The Commercial Code further provides that the bankruptcy court may oblige the Directors or some of them, jointly or severally, to pay the debts of the company where the assets are insufficient to settle at least 20 per cent of such debts, unless the Directors prove that they have managed the company according to the standards of a reasonable person.
According to the Companies Law, the general assembly of shareholders has to annually review the Directors’ actions and decide whether to absolve the Directors of any liability resulting from their actions and management of the company during the pertinent year. In the event that the general assembly of shareholders decides to absolve the Directors, the shareholders and the company would have then waived their rights of recourse against the Directors, except in the case of a default that was then not known or disclosed to the general assembly.
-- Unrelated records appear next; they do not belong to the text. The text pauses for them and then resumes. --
PR #6440, opened 2020-05-13
Update hash cache inode number

uptycs-rmack:
When a file on disk has been replaced and the cache is updated with the new hash value, it was not updating the inode number in the cache used for future lookups. This resulted in the cache being perpetually stale and recomputing the hash for every future lookup of the file.

One line fix to update the inode number in the cache entry along with updating the size and mtime.


theopolis:
@uptycs-rmack, if you have some more time to invest here, do you think we could add a test in a follow up PR?

PR #6442, opened 2020-05-14
Add 'maintainer', 'section', 'priority' columns to deb_packages

Smjert:
To expand the information available about packages installed on a distro and also to be able to better filter them to find vulnerabilities, this commit adds 3 new columns: maintainer, section, priority.

They are standard/official fields available in the dpkg database.


Smjert:
> Seems fine.
> 
> Do these columns go back to the oldest thing we support?

We technically target Ubuntu 16.04, but they've been also tested on Ubuntu 14.04 so yes!

PR #6443, opened 2020-05-14
Add 'vendor', 'package_group' columns to rpm_packages

Smjert:
As for the deb_packages table we expand the rpm_packages table, to add more information about the packages installed on the distribution and to better filter them. The two columns added are: vendor, group.

These are standard/official fields in the rpm database.

I've also enabled its respective integration test.


zwass:
@directionless missing values seem to be handled in `getRPMAttribute`, but I'll let @Smjert weigh in.

Smjert:
@directionless Yes, missing tags are handled by getRPMAttribute and this has been tested on CentOS 6.

Smjert:
@directionless, @zwass I realized that `group` is a sqlite keyword; while it can still be named wrapping it in backticks, I think that `package_group` might just do it and avoid to remember to do so.

PR #6444, opened 2020-05-14
Add 'arch' column to os_version

Smjert:
To be able to quickly determine the architecture of the system osquery is running on, we add an `arch` column to all platform.
The architecture is shown in the system native format.
Linux and macOS basically use the same information available with `uname -m`, while on Windows we use the same WMI class used to get other information about the OS, but we also query `OSArchitecture`.


theopolis:
> Ooof, yeah, already such consistency with arch vs. architecture. I'd say we standardize on arch but we'd have to handle that separately.

Alias columns FTW (if you want to perform this standardization in a follow up!)

PR #6445, opened 2020-05-17
build sleuthkit under windows

Agile86:
It could be useful to use sleuthkit-related tables under Windows too.
Build sleuthkit (tsk) under windows and make available
_device_file_, _device_hash_, _device_partitions_ tables.


Agile86:
Usage sample:
image
image
image
image

libraries/cmake/source/sleuthkit/config/windows/tsk/tsk_config.h
```diff
@@ -0,0 +1,285 @@
+/* tsk/tsk_config.h.  Generated from tsk_config.h.in by configure.  */
```
theopolis, line 1: How was this file generated?

Agile86: took it from a "linux/tsk" with one change - disabled option HAVE_UNISTD_H
WIth next commit, I did review each option.

theopolis:
Cool, one last change then I think we are good to go! Can you update the integration test's to also build `device_*` on all Platforms? 

https://github.com/osquery/osquery/blob/master/tests/integration/tables/CMakeLists.txt#L83

PR #6447, opened 2020-05-18
macos: automating audit rules install

uptycs-nishant:
No need to edit macos /etc/security/* files and reboot the machine  anymore.
if --disable_audit is false, rules are controlled by -
--audit_allow_sockets  default(false)
--audit_allow_process_events  default(true)
--audit_allow_user_events  default(true)
--audit_allow_fim_events  default(false)

With this implementation osquery can inform kernel in what events its interested.  That way it will not interfere with default audit trail mechanism of the system. Unlike linux kernel, OSX takes the responsibility of de-multiplexing the audit messages and apply the installed rules before delivering the messages to the userland.

### DIFF
--- a/osquery/events/darwin/openbsm.cpp
+++ b/osquery/events/darwin/openbsm.cpp
@@ -29,7 +29,7 @@ DECLARE_bool(audit_allow_fim_events);
 REGISTER(OpenBSMEventPublisher, "event_publisher", "openbsm");
 
 static Status configureAuditPipe(FILE* au_pipe) {
-  auto au_fd = fileno(au_pipe)
+  auto au_fd = fileno(au_pipe);
   audit_pipe_ = nullptr;
 
   int pr_sel_mode = AUDITPIPE_PRESELECT_MODE_LOCAL;
--- a/osquery/events/darwin/openbsm.cpp
+++ b/osquery/events/darwin/openbsm.cpp
@@ -46,7 +46,6 @@ Status OpenBSMEventPublisher::configureAuditPipe() {
     LOG(INFO) << "The auditpipe:ioctl AUDITPIPE_SET_QLIMIT failed";
   }
 
-  struct au_class_ent* ace;
   au_mask_t pr_flags = {0, 0};
   std::vector<std::string> ev_classes;
 
@@ -77,6 +76,7 @@ Status OpenBSMEventPublisher::configureAuditPipe() {
     ev_classes.push_back("fm");
   }
 
+  struct au_class_ent* ace = nullptr;
   while ((ace = getauclassent()) != nullptr) {
     for (auto& cl : ev_classes) {
       if (cl == ace->ac_name) {
--- a/osquery/events/darwin/openbsm.cpp
+++ b/osquery/events/darwin/openbsm.cpp
@@ -65,7 +65,7 @@ Status OpenBSMEventPublisher::configureAuditPipe(FILE* au_pipe) {
     ev_classes.push_back("ad");
   }
 
-  if (true == FLAGS_audit_allow_fim_events)
+  if (true == FLAGS_audit_allow_fim_events) {
     // capture file events
     ev_classes.push_back("fc");
     ev_classes.push_back("fd");
--- a/osquery/events/darwin/openbsm.cpp
+++ b/osquery/events/darwin/openbsm.cpp
@@ -28,11 +28,12 @@ DECLARE_bool(audit_allow_fim_events);
 
 REGISTER(OpenBSMEventPublisher, "event_publisher", "openbsm");
 
-static Status configureAuditPipe(FILE* au_pipe) {
+Status OpenBSMEventPublisher::configureAuditPipe(FILE* au_pipe) {
   auto au_fd = fileno(au_pipe);
+  int pr_sel_mode = AUDITPIPE_PRESELECT_MODE_LOCAL;
+
   audit_pipe_ = nullptr;
 
-  int pr_sel_mode = AUDITPIPE_PRESELECT_MODE_LOCAL;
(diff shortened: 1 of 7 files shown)


theopolis:
Awesome! Do you know if this configuration needs to be removed / restored each time osquery runs? I think the important part is restoring the audit configuration if osquery stops.

theopolis:
Also it looks like the CI build failures are valid.

uptycs-nishant:
> Do you know if this configuration needs to be removed / restored each time osquery runs? I think the important part is restoring the audit configuration if osquery stops.

We are  configuring the audit pipe i.e. setting the attributes of audit pipe fd. We are not disturbing the setting of audit trail.  In fact  we can create 32 audit pipes and all can work independently and all can have different filtering rules and settings and which go away once fd is closed.

osquery/events/darwin/openbsm.cpp
```diff
@@ -65,7 +65,7 @@ Status OpenBSMEventPublisher::configureAuditPipe(FILE* au_pipe) {
     ev_classes.push_back("ad");
   }
 
-  if (true == FLAGS_audit_allow_fim_events)
+  if (true == FLAGS_audit_allow_fim_events) {
```
uptycs-nishant, line 68: I dont have macos build system ready and I have to cut out the piece of code which was relevant for contribution so thats why I am fixing build issues here. Sorry for trouble.

osquery/events/darwin/openbsm.cpp
```diff
@@ -29,7 +113,8 @@ Status OpenBSMEventPublisher::setUp() {
     LOG(WARNING) << "The auditpipe couldn't be opened.";
     return Status(1, "Could not open OpenBSM pipe");
   }
-  return Status(0);
+
+  return configureAuditPipe(audit_pipe_);
```
theopolis, line 117: Thanks for clarifying about the pipe configuration above.

I think we still want to apply a check for the configuration flag `audit_allow_config` to be consistent with Linux. Even though on macOS there are very few side-effects we should still be explicit when osquery is going to go 'beyond' the system configuration.

This means pulling

```
/// Control the audit subsystem by allowing subscriptions to apply rules.
FLAG(bool,
     audit_allow_config,
     false,
     "Allow the audit publisher to change auditing configuration");
```

Into `osquery/events/audit_flags.cpp` out from `osquery/events/linux/auditdnetlink.cpp` and then wrapping this line with a conditional check.

osquery/events/darwin/openbsm.cpp
```diff
@@ -16,10 +18,92 @@
...
+
 DECLARE_bool(disable_audit);
+DECLARE_bool(audit_allow_process_events);
+DECLARE_bool(audit_allow_sockets);
+DECLARE_bool(audit_allow_user_events);
+DECLARE_bool(audit_allow_fim_events);
 
 REGISTER(OpenBSMEventPublisher, "event_publisher", "openbsm");
 
+Status OpenBSMEventPublisher::configureAuditPipe(FILE* au_pipe) {
```
theopolis, line 31: Since this is a member function, why do we pass the `FILE*` instead of accessing `audit_pipe_` directly?

osquery/events/darwin/openbsm.cpp
```diff
@@ -16,10 +18,92 @@
...
+    LOG(WARNING) << "The auditpipe:ioctl AUDITPIPE_SET_PRESELECT_MODE failed";
+    fclose(au_pipe);
+    return Status(1, "Failed to set AUDITPIPE_SET_PRESELECT_MODE");
+  }
+
+  if (ioctl(au_fd, AUDITPIPE_SET_QLIMIT, &kQLimit) == -1) {
+    LOG(INFO) << "The auditpipe:ioctl AUDITPIPE_SET_QLIMIT failed";
+  }
+
+  struct au_class_ent* ace;
```
theopolis, line 47: nitpick, initialize to `nullptr`

osquery/events/darwin/openbsm.cpp
```diff
@@ -16,10 +18,92 @@
...
+
+  if (ioctl(au_fd, AUDITPIPE_SET_PRESELECT_NAFLAGS, &na_pr_flags) == -1) {
+    LOG(WARNING)
+        << "The auditpipe:ioctl AUDITPIPE_SET_PRESELECT_NAFLAGS failed";
+    fclose(au_pipe);
+    return Status(1, "Failed to set AUDITPIPE_SET_PRESELECT_NAFLAGS");
+  }
+
+  audit_pipe_ = au_pipe;
+  return Status(0);
```
theopolis, line 104: nitpick, for all of the `Status` calls, do you mind using the new `Status::success()` and `Status::failure("failure note")` APIs?

osquery/events/darwin/openbsm.cpp
uptycs-nishant: I was making the copy of audit_pipe_ pointer to au_pipe and setting the 
audit_pipe_ = nullptr;
doing so stuff
audit_pipe_ = au_pipe ;
return 

instead of doing
auto au_pipe =  audit_pipe_ ;
will change that to no argument function.

osquery/events/darwin/openbsm.cpp
uptycs-nishant: I think its declared too far way from its use, if I move it closer to its use then I think it will not required to be initialized ? :)

 while ((ace = getauclassent()) != nullptr) {

theopolis: Ah yes, it might be easier to read if it’s declared closer. I think initializing it to nullptr helps with various static analysis tools. It’s something we’ve try to be consistent on throughout the codebase.

uptycs-nishant: sorry, I forgot to address that.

The Directors of a company, whether natural or juristic persons, owe a fiduciary duty to such company and its shareholders and must at all times act within the scope of the powers vested therein, as well as the applicable laws and regulations. Directors’ decisions in the course of carrying out regular managerial duties shall be binding to the company vis-à-vis bona fide third parties. However, where the Directors exceed the scope of their duties or commit negligence or wilful misconduct in the course of management (as based on the actions of a reasonable person), the Directors would be liable vis-à-vis the shareholders and the company for such actions. Such liability cannot be limited or released except to the extent decided by the general assembly and provided always that the Directors’ actions do not give rise to criminal liability.